The present study has implications for both clinical practice and future clinical studies in hospitalized patients with AF requiring parenteral bridge therapy. Our findings, for the first time, demonstrated a reduction in major bleeding without a signal of excess systemic thromboemboli in hospitalized AF patients treated with a low intensity as opposed to a high intensity UFH bridging strategy. In our study, the use of high intensity UFH increased the odds of bleeding 2-fold as compared to low intensity UFH infusions (OR = 2.3, 95% CI = 1.1-4.9), without a change in rate of systemic thromboemboli. Adoption of a low intensity UFH regimen in hospitalized AF patients requiring bridging would reduce any bleeding in approximately 6400 patients and major bleeding in approximately 4200 patients per year in the United States. This is based on an extrapolation from 326 000 000 million Americans,18 2115 AF hospitalizations per 1 million US population per year (assuming a 14.4% relative increase from 2010 statistics),19 48% of AF patients being anticoagulated with 64% of those being bridged and 54% of them using UFH,20 equating to 114 411 AF patients being bridged with UFH per year. Applying the results of this study, a 5.6% absolute reduction in any bleed and 3.7% absolute reduction in major bleeds, would estimate the bleed events averted as noted above.
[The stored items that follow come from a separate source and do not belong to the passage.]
PR #3437, opened 2026-03-18
Added SFT Pre-Processing for Grain Input Pipeline

ajkv-google:
# Description

This PR introduces SFT support to the Grain input pipeline by adding a separate `sft_preprocessing_pipeline` function. Rather than cluttering the existing pretrain code, it uses simple conditionals inside the train and eval iterators to route to this new SFT logic. I followed the existing Hugging Face SFT implementation and adapted its logic to be compatible with Grain's element-wise datasets. 

# Tests

I added a unit test to verify end-to-end functionality to make sure the Grain SFT pipeline formats the data and outputs correctly. Ran this command to execute the unit test: 

- `pytest tests/unit/grain_data_processing_test.py::GrainSFTParquetProcessingTest -v`

This is the output of the test: [Test Passed Output](https://paste.googleplex.com/4548555512610816)

Also, ran the training pipeline in Maxtext with sft enabled using a grain dataset with this command:
- `python3 -m maxtext.trainers.post_train.sft.train_sft     src/maxtext/configs/post_train/sft.yml     run_name=test_grain_sft     dataset_type=grain     grain_file_type=parquet     grain_train_files=gs://maxtext-dataset/hf/ultrachat_200k/train_sft-*.parquet     steps=10     tokenizer_type=huggingface     tokenizer_path=HuggingFaceH4/zephyr-7b-beta`

Verified that the sft processing changes worked and trained successfully: [Logs](https://paste.googleplex.com/4895584239616000)

# Checklist

### DIFF
--- a/src/maxtext/input_pipeline/data_processing_utils.py
+++ b/src/maxtext/input_pipeline/data_processing_utils.py
@@ -26,7 +26,7 @@ from maxtext.input_pipeline import tokenizer
 
 def parse_and_keep_features(dataset, config, data_columns, tokenize):
   """Parse arrayrecord features or keep specified columns for other formats."""
-  if config.grain_file_type == "arrayrecord":
+  if config.grain_file_type in ("arrayrecord", "tfrecord"):
     dataset = dataset.map(input_pipeline_utils.ParseFeatures(data_columns, tokenize))
     dataset = dataset.map(input_pipeline_utils.NormalizeFeatures(data_columns, tokenize))
   else:


src/maxtext/input_pipeline/grain_data_processing.py
```diff
@@ -352,6 +352,166 @@ def dpo_preprocessing_pipeline(
...
+def sft_preprocessing_pipeline(
+    dataset,
+    config,
+    data_columns,
+    tokenize,
+    grain_worker_count,
+    grain_per_worker_buffer_size,
+):
+  """Use grain pipeline to pre-process the dataset and return iterators for sft fine-tuning"""
+  if config.grain_file_type == "arrayrecord":
```
vlad-karp: there is exactly this block in the pretrain_preprocessing_pipeline(). Almost identical code there suggests it would be great to reuse it

src/maxtext/input_pipeline/grain_data_processing.py
```diff
@@ -352,6 +352,166 @@ def dpo_preprocessing_pipeline(
...
+    dataset = dataset.map(input_pipeline_utils.ParseFeatures(data_columns, tokenize))
+    dataset = dataset.map(input_pipeline_utils.NormalizeFeatures(data_columns, tokenize))
+  else:
+    dataset = dataset.map(input_pipeline_utils.KeepFeatures(feature_names=data_columns))
+
+  tokenizer_model = tokenizer.build_tokenizer(
```
vlad-karp: same for the tokenizer

src/maxtext/input_pipeline/grain_data_processing.py
```diff
@@ -352,6 +352,166 @@ def dpo_preprocessing_pipeline(
...
+    pad_id = tokenizer_model.unk_id
+  else:
+    pad_id = -1
+
+  tokenizer_model = tokenizer_model.tokenizer
+
+  if getattr(config, "chat_template", None) and hasattr(tokenizer_model, "chat_template"):
+    tokenizer_model.chat_template = config.chat_template
+
+  supported_columns = [["prompt", "completion"], ["messages"], ["question", "answer"]]
```
vlad-karp: This is again repeating logic from the hf pipeline, one can extract utility routines to avoid code repetition

src/maxtext/input_pipeline/grain_data_processing.py
```diff
@@ -352,6 +352,166 @@ def dpo_preprocessing_pipeline(
...
+def _format_chat_template_grain(element, data_columns, tokenizer_model):
+  """Grain-compatible mapping function to format raw columns into conversational messages."""
+  # Convert raw columns to conversational messages
+  if "messages" in data_columns:
+    messages = element["messages"]
+  elif set(data_columns) == {"prompt", "completion"}:
+    messages = [{"role": "user", "content": element["prompt"]}, {"role": "assistant", "content": element["completion"]}]
+  elif set(data_columns) == {"question", "answer"}:
+    messages = [{"role": "user", "content": element["question"]}, {"role": "assistant", "content": element["answer"]}]
+  else:
```
vlad-karp, line 278: HF pipeline asserts sft is running on a conversational format

src/maxtext/input_pipeline/grain_data_processing.py
```diff
@@ -352,6 +352,166 @@ def dpo_preprocessing_pipeline(
...
+  if tokenize:
+    dataset = dataset.map(
+        functools.partial(
+            _tokenize_sft_chunks,
+            text_column_name=data_columns[0],
+            tokenizer_model=tokenizer_model,
+        )
+    )
+
+  dataset = dataset.map(
```
vlad-karp, line 334: any pros/cons of doing it via Grain operations like in the hf pipeline?

src/maxtext/input_pipeline/grain_data_processing.py
```diff
@@ -352,6 +352,166 @@ def dpo_preprocessing_pipeline(
...
+  )
+  data_columns = ("inputs", "targets")
+
+  # Pack and batch examples
+  batch_size = config.global_batch_size_to_load // jax.process_count()
+  if config.expansion_factor_real_data > 1:
+    # global_batch_size_to_load has been expanded in pyconfig.py when expansion_factor_real_data > 1.
+    batch_size = int(batch_size // config.expansion_factor_real_data)
+
+  if config.packing:
```
vlad-karp: this block is again identical to one in pretrain_preprocessing_pipeline().
Also, would be great to check if need some sft related modifications

src/maxtext/input_pipeline/grain_data_processing.py
```diff
@@ -352,6 +352,166 @@ def dpo_preprocessing_pipeline(
...
+    }
+    dataset = dataset.map(input_pipeline_utils.Rekey(rekey_dict))
+  else:
+    dataset = dataset.map(input_pipeline_utils.PadOrTrimToMaxLength(config.max_target_length, pad_id))
+
+  batch_fn = functools.partial(grain.experimental.batch_and_pad, batch_size=batch_size, pad_value=pad_id)
+  dataset = dataset.batch(batch_size, batch_fn=batch_fn)
+
+  # Shift inputs for teacher-forced training
+  dataset = dataset.map(
```
vlad-karp: should it alway be executed in a generic sft_preprocessing_pipeline() ?

src/maxtext/input_pipeline/grain_data_processing.py
aireenmei: dataset.map is the newer and recommended way of using Grain

src/maxtext/input_pipeline/grain_data_processing.py
aireenmei: Yes, there are many common operations between pretrain and sft. I think it's a good idea to extract the common pattern into util functions

src/maxtext/input_pipeline/grain_data_processing.py
```diff
@@ -352,6 +352,166 @@ def dpo_preprocessing_pipeline(
...
+  if getattr(config, "chat_template", None) and hasattr(tokenizer_model, "chat_template"):
+    tokenizer_model.chat_template = config.chat_template
+
+  supported_columns = [["prompt", "completion"], ["messages"], ["question", "answer"]]
+  assert any(
+      set(data_columns) == set(supported) for supported in supported_columns
+  ), f"Dataset column names mismatch. Expected columns to match one of {supported_columns}, but got {data_columns}"
+
+  dataset = dataset.map(
+      functools.partial(_format_chat_template_grain, data_columns=data_columns, tokenizer_model=tokenizer_model)
```
aireenmei, line 322: The hf pipeline calls instruction_data_processing.convert_to_conversational_format, do we support the same conversion here? https://github.com/AI-Hypercomputer/maxtext/blob/main/src/maxtext/input_pipeline/hf_data_processing.py#L261

src/maxtext/input_pipeline/grain_data_processing.py
ajkv-google: I extracted the shifting logic into a generic shift_dataset() helper in data_processing_utils.py and applied it uniformly across both the SFT and Pretrain pipelines.

src/maxtext/input_pipeline/grain_data_processing.py
ajkv-google: Yes, we do support the conversion. Because Grain's `.map()` processes row-by-row (unlike HF dataset operations), I implemented the conversion inside `_format_chat_template_grain()` above this line. It handles both prompt/completion and question/answer pairs.

src/maxtext/input_pipeline/data_processing_utils.py
```diff
@@ -0,0 +1,146 @@
...
+      config.add_bos,
+      config.add_eos,
+      config.hf_access_token,
+  )
+  if tokenizer_model.pad_id is not None:
+    pad_id = tokenizer_model.pad_id
+  elif tokenizer_model.unk_id is not None:
+    pad_id = tokenizer_model.unk_id
+  else:
+    pad_id = -1
```
vlad-karp: I think 0 as the deafult is better

src/maxtext/input_pipeline/data_processing_utils.py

Given the large and growing population of patients with AF, the frequency at which bridge therapy is required and the associated bleeding risk, strategies to minimize adverse outcomes remains a public health priority. Therefore, large multicenter prospective studies are needed to validate these findings, as well as investigations into the optimal UFH infusion dosing intensity for bridging in AF patients with the highest thromboembolic risk.

Limitations of this study include the single center and retrospective nature and potential confounders inherent with such a design. Measures taken to limit confounding include a well-balanced and similar baseline patient population and the exclusion of patients on intravenous UFH for non-AF conditions as their primary indication for bridging. UFH protocols and medical practice may vary among institutions. Differences in physician, pharmacy and nursing practice can affect the degree of UFH infusion prescribing, dosing, titration, and monitoring. Studies have suggested that monitoring UFH infusions with anti-Xa levels compared to aPTT is superior in maintaining values within goal range.21, 22 However, therapeutic dosing of UFH with regards to safety and efficacy has been guided by aPTT, not anti-Xa levels in clinical trials, mostly acute coronary syndrome. This study did not assess the difference in bleeding events and the type of monitoring used (aPTT or anti-Xa). The type of monitoring was chosen at the discretion of the providers and the baseline characteristics were well balanced between the two groups. In addition, as can be seen in the heparin protocols viewed in Tables S1 and S2, there were some overlap in anticoagulation intensities as measured by therapeutic goal ranges (ie, mechanic valve protocol [high intensity] and heart failure protocol [low intensity] have a goal anti-Xa levels of 0.35-0.7 and 0.35-0.5 units/mL, respectively). The small sample size limited the ability to detect differences in the secondary endpoints. However, prior studies were also unable to detect differences in thromboembolic events given the inherent low rate of occurrence in bridging and large numbers needed to show such a small difference.3-7

The results of this study demonstrate that use of a low intensity UFH regimen in hospitalized AF patients can decrease major morbidity by decreasing both any and major bleeding event rates without a signal of increasing systemic thromboemboli. Low intensity UFH should now be the preferred dosing strategy for this population of patients in clinical practice.

CONFLICT OF INTEREST

The authors declare no potential conflict of interests.